(Records for this task Opens)

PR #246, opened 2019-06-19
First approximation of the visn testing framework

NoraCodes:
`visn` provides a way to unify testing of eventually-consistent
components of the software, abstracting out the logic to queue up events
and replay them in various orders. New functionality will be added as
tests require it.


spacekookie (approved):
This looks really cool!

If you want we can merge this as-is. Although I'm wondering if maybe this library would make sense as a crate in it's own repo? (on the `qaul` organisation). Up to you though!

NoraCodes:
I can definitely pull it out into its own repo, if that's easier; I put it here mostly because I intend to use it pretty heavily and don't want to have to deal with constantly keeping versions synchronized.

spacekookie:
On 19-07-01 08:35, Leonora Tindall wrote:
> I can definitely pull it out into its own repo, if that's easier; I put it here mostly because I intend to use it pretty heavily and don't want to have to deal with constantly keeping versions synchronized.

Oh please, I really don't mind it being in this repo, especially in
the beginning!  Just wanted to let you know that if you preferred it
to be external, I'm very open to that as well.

(Records for this task Closes)
(Records for this task Opens)

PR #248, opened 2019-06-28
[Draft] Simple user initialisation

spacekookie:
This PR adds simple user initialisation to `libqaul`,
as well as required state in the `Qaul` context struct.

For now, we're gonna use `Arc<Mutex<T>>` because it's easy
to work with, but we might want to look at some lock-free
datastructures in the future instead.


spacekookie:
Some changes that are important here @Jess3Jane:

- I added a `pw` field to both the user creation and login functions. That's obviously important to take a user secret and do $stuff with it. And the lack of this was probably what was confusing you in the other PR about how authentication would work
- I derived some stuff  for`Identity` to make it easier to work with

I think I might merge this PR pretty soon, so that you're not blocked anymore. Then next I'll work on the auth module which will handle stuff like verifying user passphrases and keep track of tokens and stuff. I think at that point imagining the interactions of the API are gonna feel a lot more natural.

(Records for this task Closes)
(Records for this task Opens)

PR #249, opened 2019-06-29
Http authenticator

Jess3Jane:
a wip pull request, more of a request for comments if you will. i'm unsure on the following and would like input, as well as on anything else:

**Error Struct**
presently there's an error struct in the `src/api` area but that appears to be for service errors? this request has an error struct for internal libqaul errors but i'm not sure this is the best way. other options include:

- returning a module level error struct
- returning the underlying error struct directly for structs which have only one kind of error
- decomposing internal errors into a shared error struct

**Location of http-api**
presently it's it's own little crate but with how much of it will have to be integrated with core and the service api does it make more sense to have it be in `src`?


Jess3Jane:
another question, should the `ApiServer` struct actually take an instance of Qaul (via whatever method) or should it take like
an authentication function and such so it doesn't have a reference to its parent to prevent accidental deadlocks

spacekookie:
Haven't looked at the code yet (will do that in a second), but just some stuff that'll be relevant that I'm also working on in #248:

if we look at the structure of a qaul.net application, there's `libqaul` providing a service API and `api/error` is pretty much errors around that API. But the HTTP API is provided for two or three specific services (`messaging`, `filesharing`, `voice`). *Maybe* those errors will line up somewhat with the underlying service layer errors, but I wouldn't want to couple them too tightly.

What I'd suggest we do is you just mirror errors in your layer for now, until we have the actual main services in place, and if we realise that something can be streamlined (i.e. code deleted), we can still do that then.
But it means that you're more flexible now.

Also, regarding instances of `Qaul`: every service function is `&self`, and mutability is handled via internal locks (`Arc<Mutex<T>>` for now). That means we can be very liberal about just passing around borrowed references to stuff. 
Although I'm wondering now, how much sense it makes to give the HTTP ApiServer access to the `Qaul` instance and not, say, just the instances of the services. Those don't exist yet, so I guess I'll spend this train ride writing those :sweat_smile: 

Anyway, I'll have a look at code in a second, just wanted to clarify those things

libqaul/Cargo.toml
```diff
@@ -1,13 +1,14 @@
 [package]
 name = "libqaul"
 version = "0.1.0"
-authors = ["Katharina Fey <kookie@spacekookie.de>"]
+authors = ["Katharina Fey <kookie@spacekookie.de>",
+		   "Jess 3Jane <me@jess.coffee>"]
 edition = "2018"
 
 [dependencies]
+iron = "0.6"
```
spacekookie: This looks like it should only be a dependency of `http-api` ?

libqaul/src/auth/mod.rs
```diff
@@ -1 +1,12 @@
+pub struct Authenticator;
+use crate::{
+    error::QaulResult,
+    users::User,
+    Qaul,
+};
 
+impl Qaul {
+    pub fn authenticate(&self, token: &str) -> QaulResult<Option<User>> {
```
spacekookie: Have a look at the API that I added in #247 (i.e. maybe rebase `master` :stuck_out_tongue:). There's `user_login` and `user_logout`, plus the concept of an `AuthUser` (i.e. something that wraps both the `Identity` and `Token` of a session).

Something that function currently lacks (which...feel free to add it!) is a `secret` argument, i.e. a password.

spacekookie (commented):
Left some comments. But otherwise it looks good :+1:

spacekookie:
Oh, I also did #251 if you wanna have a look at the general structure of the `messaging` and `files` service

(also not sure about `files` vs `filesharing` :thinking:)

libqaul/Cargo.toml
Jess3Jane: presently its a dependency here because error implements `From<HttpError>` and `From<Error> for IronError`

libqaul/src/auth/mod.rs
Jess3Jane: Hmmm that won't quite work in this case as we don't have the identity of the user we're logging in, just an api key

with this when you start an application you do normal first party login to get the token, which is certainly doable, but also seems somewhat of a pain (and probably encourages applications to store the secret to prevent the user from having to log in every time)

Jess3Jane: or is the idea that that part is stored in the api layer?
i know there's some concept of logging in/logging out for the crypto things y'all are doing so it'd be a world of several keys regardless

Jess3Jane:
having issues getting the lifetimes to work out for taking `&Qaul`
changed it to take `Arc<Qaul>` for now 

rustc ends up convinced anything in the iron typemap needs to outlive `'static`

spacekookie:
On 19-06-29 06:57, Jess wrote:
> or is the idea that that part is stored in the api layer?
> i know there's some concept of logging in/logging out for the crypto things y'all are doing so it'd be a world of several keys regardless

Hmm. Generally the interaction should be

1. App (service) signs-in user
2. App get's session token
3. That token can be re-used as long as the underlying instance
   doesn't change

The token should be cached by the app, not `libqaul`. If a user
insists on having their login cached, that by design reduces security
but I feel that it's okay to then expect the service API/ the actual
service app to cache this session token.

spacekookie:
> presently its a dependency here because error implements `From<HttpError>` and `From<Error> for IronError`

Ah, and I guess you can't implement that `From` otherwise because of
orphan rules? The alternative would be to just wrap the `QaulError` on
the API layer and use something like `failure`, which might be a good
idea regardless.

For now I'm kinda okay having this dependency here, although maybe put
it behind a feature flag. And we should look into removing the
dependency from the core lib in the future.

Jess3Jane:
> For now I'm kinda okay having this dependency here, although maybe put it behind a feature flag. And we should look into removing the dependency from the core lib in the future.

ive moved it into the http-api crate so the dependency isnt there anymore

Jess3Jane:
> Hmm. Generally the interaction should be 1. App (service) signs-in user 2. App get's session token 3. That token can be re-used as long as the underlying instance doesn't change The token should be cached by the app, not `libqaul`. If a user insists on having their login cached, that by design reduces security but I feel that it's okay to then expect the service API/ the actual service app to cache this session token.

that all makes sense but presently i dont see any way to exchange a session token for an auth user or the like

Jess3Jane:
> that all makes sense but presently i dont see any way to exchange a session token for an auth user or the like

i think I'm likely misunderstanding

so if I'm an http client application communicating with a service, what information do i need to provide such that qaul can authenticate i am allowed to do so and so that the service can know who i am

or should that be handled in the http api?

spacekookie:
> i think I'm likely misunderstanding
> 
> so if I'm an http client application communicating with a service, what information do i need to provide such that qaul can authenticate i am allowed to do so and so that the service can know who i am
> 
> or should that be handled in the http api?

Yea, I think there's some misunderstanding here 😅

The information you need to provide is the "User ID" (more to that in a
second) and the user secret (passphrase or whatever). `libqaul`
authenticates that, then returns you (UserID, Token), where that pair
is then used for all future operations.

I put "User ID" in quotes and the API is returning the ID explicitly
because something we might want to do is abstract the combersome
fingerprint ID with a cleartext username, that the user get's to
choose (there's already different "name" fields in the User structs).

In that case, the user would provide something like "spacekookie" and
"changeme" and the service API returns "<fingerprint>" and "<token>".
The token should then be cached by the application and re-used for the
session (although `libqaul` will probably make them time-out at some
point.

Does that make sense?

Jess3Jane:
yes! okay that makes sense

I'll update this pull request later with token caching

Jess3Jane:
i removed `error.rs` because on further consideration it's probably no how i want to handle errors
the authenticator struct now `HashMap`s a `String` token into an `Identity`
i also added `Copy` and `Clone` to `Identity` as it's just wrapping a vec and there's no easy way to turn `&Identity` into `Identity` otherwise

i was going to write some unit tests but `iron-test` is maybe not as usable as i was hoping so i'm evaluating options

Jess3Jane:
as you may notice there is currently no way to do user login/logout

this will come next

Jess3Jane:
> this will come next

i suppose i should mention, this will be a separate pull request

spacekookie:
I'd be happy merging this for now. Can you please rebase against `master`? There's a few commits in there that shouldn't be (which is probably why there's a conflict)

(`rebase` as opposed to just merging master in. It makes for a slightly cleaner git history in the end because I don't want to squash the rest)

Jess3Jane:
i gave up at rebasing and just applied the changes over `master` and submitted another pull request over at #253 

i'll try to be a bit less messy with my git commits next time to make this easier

(Records for this task Closes)

▶ _Work instructions_
Go through the material and copy each line that contains "whatever".

▶ _Task answer_
another question, should the `ApiServer` struct actually take an instance of Qaul (via whatever method) or should it take like
second) and the user secret (passphrase or whatever). `libqaul`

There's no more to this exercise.